Your instructions
Every line below that holds "continue" must be copied.

===== Source material

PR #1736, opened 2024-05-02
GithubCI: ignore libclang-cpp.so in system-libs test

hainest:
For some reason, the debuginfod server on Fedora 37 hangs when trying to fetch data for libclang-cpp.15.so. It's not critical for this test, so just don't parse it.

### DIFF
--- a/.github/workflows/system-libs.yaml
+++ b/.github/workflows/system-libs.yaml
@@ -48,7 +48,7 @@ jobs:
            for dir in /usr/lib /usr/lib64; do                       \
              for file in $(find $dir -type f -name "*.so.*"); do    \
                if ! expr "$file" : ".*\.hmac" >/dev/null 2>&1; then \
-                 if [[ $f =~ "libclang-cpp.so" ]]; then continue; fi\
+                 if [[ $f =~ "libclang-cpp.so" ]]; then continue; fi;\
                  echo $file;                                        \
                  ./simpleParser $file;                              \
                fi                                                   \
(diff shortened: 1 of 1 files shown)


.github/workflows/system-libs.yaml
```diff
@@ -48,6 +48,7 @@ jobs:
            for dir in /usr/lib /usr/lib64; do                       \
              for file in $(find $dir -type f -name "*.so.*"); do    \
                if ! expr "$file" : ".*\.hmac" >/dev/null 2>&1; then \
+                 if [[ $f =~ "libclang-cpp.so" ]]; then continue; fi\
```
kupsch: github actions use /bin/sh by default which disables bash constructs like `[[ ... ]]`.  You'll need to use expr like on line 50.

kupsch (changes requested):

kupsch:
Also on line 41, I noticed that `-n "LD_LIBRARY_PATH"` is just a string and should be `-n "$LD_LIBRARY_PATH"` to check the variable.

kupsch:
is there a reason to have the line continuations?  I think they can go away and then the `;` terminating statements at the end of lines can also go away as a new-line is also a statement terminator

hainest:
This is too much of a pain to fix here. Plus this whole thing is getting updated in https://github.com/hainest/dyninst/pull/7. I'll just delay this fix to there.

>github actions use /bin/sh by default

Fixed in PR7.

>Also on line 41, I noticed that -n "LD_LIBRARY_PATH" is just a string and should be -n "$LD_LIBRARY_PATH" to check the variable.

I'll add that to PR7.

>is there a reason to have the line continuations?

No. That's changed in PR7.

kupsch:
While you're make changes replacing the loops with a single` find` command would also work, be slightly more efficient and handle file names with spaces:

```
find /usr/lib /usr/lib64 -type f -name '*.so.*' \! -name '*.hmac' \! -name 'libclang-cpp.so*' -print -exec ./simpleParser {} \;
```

==========

Response for this exercise
-                 if [[ $f =~ "libclang-cpp.so" ]]; then continue; fi\
+                 if [[ $f =~ "libclang-cpp.so" ]]; then continue; fi;\
+                 if [[ $f =~ "libclang-cpp.so" ]]; then continue; fi\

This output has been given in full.